ACTIVITY >> Output all the data exactly.
++++++++++++++++++++
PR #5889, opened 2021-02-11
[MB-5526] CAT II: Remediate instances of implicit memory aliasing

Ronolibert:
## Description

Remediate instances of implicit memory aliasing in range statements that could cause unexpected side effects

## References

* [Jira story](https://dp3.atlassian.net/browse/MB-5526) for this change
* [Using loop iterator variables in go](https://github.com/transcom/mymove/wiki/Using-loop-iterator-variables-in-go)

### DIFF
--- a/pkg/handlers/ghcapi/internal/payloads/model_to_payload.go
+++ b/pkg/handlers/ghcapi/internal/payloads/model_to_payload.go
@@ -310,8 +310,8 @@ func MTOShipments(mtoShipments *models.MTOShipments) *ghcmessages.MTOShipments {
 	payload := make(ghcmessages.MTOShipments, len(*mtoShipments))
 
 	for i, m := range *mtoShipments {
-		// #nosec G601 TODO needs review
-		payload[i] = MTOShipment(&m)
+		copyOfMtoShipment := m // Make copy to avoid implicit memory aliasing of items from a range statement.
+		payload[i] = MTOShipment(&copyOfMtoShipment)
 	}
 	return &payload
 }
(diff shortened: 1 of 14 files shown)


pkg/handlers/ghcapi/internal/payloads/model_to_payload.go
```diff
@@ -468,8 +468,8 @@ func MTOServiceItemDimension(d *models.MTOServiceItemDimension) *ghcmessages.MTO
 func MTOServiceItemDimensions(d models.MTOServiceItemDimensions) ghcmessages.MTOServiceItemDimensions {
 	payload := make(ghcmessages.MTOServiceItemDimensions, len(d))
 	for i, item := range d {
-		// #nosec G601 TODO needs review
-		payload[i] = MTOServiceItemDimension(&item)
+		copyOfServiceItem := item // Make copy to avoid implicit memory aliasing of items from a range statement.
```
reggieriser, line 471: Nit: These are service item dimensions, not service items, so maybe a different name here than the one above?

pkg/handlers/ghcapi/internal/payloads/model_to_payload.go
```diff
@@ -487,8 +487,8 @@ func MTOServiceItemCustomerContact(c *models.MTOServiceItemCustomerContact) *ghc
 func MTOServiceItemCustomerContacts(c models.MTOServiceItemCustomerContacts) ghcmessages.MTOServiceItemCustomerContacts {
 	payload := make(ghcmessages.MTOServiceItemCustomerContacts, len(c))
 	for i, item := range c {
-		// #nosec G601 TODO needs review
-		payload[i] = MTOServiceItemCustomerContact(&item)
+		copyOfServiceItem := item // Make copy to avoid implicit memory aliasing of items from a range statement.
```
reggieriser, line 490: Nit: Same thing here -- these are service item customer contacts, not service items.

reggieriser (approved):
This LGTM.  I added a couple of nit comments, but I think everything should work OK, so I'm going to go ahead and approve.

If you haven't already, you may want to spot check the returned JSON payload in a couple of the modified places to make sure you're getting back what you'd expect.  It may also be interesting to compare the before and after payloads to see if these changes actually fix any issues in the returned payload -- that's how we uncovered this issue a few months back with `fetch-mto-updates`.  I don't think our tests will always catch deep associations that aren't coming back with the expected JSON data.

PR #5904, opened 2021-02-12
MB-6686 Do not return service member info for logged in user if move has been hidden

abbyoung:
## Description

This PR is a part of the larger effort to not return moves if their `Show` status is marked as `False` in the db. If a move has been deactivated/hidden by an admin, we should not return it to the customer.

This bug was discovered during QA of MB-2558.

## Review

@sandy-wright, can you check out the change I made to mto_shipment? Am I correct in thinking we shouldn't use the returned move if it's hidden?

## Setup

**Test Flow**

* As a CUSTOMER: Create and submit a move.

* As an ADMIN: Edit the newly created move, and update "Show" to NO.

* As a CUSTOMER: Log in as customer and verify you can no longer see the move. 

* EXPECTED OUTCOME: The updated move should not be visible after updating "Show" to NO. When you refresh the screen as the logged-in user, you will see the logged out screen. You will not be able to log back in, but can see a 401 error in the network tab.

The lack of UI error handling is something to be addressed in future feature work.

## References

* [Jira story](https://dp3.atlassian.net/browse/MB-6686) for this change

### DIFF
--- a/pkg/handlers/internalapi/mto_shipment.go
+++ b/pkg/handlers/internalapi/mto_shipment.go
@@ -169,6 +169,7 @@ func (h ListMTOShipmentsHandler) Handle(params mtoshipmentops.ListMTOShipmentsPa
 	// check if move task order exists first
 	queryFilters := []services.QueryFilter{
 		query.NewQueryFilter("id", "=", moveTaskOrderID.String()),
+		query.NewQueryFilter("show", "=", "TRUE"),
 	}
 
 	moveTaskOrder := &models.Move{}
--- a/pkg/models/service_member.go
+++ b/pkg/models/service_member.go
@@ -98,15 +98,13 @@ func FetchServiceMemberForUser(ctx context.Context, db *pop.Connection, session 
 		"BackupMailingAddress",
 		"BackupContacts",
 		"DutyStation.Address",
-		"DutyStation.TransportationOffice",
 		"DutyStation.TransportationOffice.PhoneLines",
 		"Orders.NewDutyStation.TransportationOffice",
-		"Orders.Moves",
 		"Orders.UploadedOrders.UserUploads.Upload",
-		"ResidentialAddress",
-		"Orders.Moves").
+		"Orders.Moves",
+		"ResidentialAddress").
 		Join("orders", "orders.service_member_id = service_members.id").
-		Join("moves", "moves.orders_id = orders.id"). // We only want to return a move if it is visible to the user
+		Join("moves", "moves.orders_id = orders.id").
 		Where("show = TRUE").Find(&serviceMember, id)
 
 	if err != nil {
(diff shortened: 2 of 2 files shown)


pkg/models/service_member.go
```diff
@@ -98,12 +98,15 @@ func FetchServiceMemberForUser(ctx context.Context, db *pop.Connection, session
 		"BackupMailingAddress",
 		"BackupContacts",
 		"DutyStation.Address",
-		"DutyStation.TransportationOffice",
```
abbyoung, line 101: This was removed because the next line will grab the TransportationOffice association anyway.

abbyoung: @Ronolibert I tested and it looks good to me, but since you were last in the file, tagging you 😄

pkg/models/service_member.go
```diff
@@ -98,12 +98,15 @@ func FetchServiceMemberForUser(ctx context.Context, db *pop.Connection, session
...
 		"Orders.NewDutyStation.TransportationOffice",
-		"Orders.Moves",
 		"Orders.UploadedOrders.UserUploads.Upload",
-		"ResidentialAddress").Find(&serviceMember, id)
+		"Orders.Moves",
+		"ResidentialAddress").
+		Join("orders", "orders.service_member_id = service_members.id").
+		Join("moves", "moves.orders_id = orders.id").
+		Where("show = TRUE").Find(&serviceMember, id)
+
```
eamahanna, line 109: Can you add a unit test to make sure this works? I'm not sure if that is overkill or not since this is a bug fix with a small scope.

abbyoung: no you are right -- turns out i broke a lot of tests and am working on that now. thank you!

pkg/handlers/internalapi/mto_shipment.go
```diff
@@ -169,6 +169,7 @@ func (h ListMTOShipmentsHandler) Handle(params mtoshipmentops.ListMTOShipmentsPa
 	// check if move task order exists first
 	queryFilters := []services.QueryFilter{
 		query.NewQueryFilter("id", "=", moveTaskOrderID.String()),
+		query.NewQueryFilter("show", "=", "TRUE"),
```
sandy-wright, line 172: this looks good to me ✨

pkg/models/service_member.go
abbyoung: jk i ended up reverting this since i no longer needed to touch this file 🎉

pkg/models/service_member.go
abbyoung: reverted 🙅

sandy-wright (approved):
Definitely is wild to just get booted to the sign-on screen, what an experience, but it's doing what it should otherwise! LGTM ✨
++++++++++++++++++++
RESPONSE AREA >>
PR #5889, opened 2021-02-11
[MB-5526] CAT II: Remediate instances of implicit memory aliasing

Ronolibert:
## Description

Remediate instances of implicit memory aliasing in range statements that could cause unexpected side effects

## References

* [Jira story](https://dp3.atlassian.net/browse/MB-5526) for this change
* [Using loop iterator variables in go](https://github.com/transcom/mymove/wiki/Using-loop-iterator-variables-in-go)

### DIFF
--- a/pkg/handlers/ghcapi/internal/payloads/model_to_payload.go
+++ b/pkg/handlers/ghcapi/internal/payloads/model_to_payload.go
@@ -310,8 +310,8 @@ func MTOShipments(mtoShipments *models.MTOShipments) *ghcmessages.MTOShipments {
 	payload := make(ghcmessages.MTOShipments, len(*mtoShipments))
 
 	for i, m := range *mtoShipments {
-		// #nosec G601 TODO needs review
-		payload[i] = MTOShipment(&m)
+		copyOfMtoShipment := m // Make copy to avoid implicit memory aliasing of items from a range statement.
+		payload[i] = MTOShipment(&copyOfMtoShipment)
 	}
 	return &payload
 }
(diff shortened: 1 of 14 files shown)


pkg/handlers/ghcapi/internal/payloads/model_to_payload.go
```diff
@@ -468,8 +468,8 @@ func MTOServiceItemDimension(d *models.MTOServiceItemDimension) *ghcmessages.MTO
 func MTOServiceItemDimensions(d models.MTOServiceItemDimensions) ghcmessages.MTOServiceItemDimensions {
 	payload := make(ghcmessages.MTOServiceItemDimensions, len(d))
 	for i, item := range d {
-		// #nosec G601 TODO needs review
-		payload[i] = MTOServiceItemDimension(&item)
+		copyOfServiceItem := item // Make copy to avoid implicit memory aliasing of items from a range statement.
```
reggieriser, line 471: Nit: These are service item dimensions, not service items, so maybe a different name here than the one above?

pkg/handlers/ghcapi/internal/payloads/model_to_payload.go
```diff
@@ -487,8 +487,8 @@ func MTOServiceItemCustomerContact(c *models.MTOServiceItemCustomerContact) *ghc
 func MTOServiceItemCustomerContacts(c models.MTOServiceItemCustomerContacts) ghcmessages.MTOServiceItemCustomerContacts {
 	payload := make(ghcmessages.MTOServiceItemCustomerContacts, len(c))
 	for i, item := range c {
-		// #nosec G601 TODO needs review
-		payload[i] = MTOServiceItemCustomerContact(&item)
+		copyOfServiceItem := item // Make copy to avoid implicit memory aliasing of items from a range statement.
```
reggieriser, line 490: Nit: Same thing here -- these are service item customer contacts, not service items.

reggieriser (approved):
This LGTM.  I added a couple of nit comments, but I think everything should work OK, so I'm going to go ahead and approve.

If you haven't already, you may want to spot check the returned JSON payload in a couple of the modified places to make sure you're getting back what you'd expect.  It may also be interesting to compare the before and after payloads to see if these changes actually fix any issues in the returned payload -- that's how we uncovered this issue a few months back with `fetch-mto-updates`.  I don't think our tests will always catch deep associations that aren't coming back with the expected JSON data.

PR #5904, opened 2021-02-12
MB-6686 Do not return service member info for logged in user if move has been hidden

abbyoung:
## Description

This PR is a part of the larger effort to not return moves if their `Show` status is marked as `False` in the db. If a move has been deactivated/hidden by an admin, we should not return it to the customer.

This bug was discovered during QA of MB-2558.

## Review

@sandy-wright, can you check out the change I made to mto_shipment? Am I correct in thinking we shouldn't use the returned move if it's hidden?

## Setup

**Test Flow**

* As a CUSTOMER: Create and submit a move.

* As an ADMIN: Edit the newly created move, and update "Show" to NO.

* As a CUSTOMER: Log in as customer and verify you can no longer see the move. 

* EXPECTED OUTCOME: The updated move should not be visible after updating "Show" to NO. When you refresh the screen as the logged-in user, you will see the logged out screen. You will not be able to log back in, but can see a 401 error in the network tab.

The lack of UI error handling is something to be addressed in future feature work.

## References

* [Jira story](https://dp3.atlassian.net/browse/MB-6686) for this change

### DIFF
--- a/pkg/handlers/internalapi/mto_shipment.go
+++ b/pkg/handlers/internalapi/mto_shipment.go
@@ -169,6 +169,7 @@ func (h ListMTOShipmentsHandler) Handle(params mtoshipmentops.ListMTOShipmentsPa
 	// check if move task order exists first
 	queryFilters := []services.QueryFilter{
 		query.NewQueryFilter("id", "=", moveTaskOrderID.String()),
+		query.NewQueryFilter("show", "=", "TRUE"),
 	}
 
 	moveTaskOrder := &models.Move{}
--- a/pkg/models/service_member.go
+++ b/pkg/models/service_member.go
@@ -98,15 +98,13 @@ func FetchServiceMemberForUser(ctx context.Context, db *pop.Connection, session 
 		"BackupMailingAddress",
 		"BackupContacts",
 		"DutyStation.Address",
-		"DutyStation.TransportationOffice",
 		"DutyStation.TransportationOffice.PhoneLines",
 		"Orders.NewDutyStation.TransportationOffice",
-		"Orders.Moves",
 		"Orders.UploadedOrders.UserUploads.Upload",
-		"ResidentialAddress",
-		"Orders.Moves").
+		"Orders.Moves",
+		"ResidentialAddress").
 		Join("orders", "orders.service_member_id = service_members.id").
-		Join("moves", "moves.orders_id = orders.id"). // We only want to return a move if it is visible to the user
+		Join("moves", "moves.orders_id = orders.id").
 		Where("show = TRUE").Find(&serviceMember, id)
 
 	if err != nil {
(diff shortened: 2 of 2 files shown)


pkg/models/service_member.go
```diff
@@ -98,12 +98,15 @@ func FetchServiceMemberForUser(ctx context.Context, db *pop.Connection, session
 		"BackupMailingAddress",
 		"BackupContacts",
 		"DutyStation.Address",
-		"DutyStation.TransportationOffice",
```
abbyoung, line 101: This was removed because the next line will grab the TransportationOffice association anyway.

abbyoung: @Ronolibert I tested and it looks good to me, but since you were last in the file, tagging you 😄

pkg/models/service_member.go
```diff
@@ -98,12 +98,15 @@ func FetchServiceMemberForUser(ctx context.Context, db *pop.Connection, session
...
 		"Orders.NewDutyStation.TransportationOffice",
-		"Orders.Moves",
 		"Orders.UploadedOrders.UserUploads.Upload",
-		"ResidentialAddress").Find(&serviceMember, id)
+		"Orders.Moves",
+		"ResidentialAddress").
+		Join("orders", "orders.service_member_id = service_members.id").
+		Join("moves", "moves.orders_id = orders.id").
+		Where("show = TRUE").Find(&serviceMember, id)
+
```
eamahanna, line 109: Can you add a unit test to make sure this works? I'm not sure if that is overkill or not since this is a bug fix with a small scope.

abbyoung: no you are right -- turns out i broke a lot of tests and am working on that now. thank you!

pkg/handlers/internalapi/mto_shipment.go
```diff
@@ -169,6 +169,7 @@ func (h ListMTOShipmentsHandler) Handle(params mtoshipmentops.ListMTOShipmentsPa
 	// check if move task order exists first
 	queryFilters := []services.QueryFilter{
 		query.NewQueryFilter("id", "=", moveTaskOrderID.String()),
+		query.NewQueryFilter("show", "=", "TRUE"),
```
sandy-wright, line 172: this looks good to me ✨

pkg/models/service_member.go
abbyoung: jk i ended up reverting this since i no longer needed to touch this file 🎉

pkg/models/service_member.go
abbyoung: reverted 🙅

sandy-wright (approved):
Definitely is wild to just get booted to the sign-on screen, what an experience, but it's doing what it should otherwise! LGTM ✨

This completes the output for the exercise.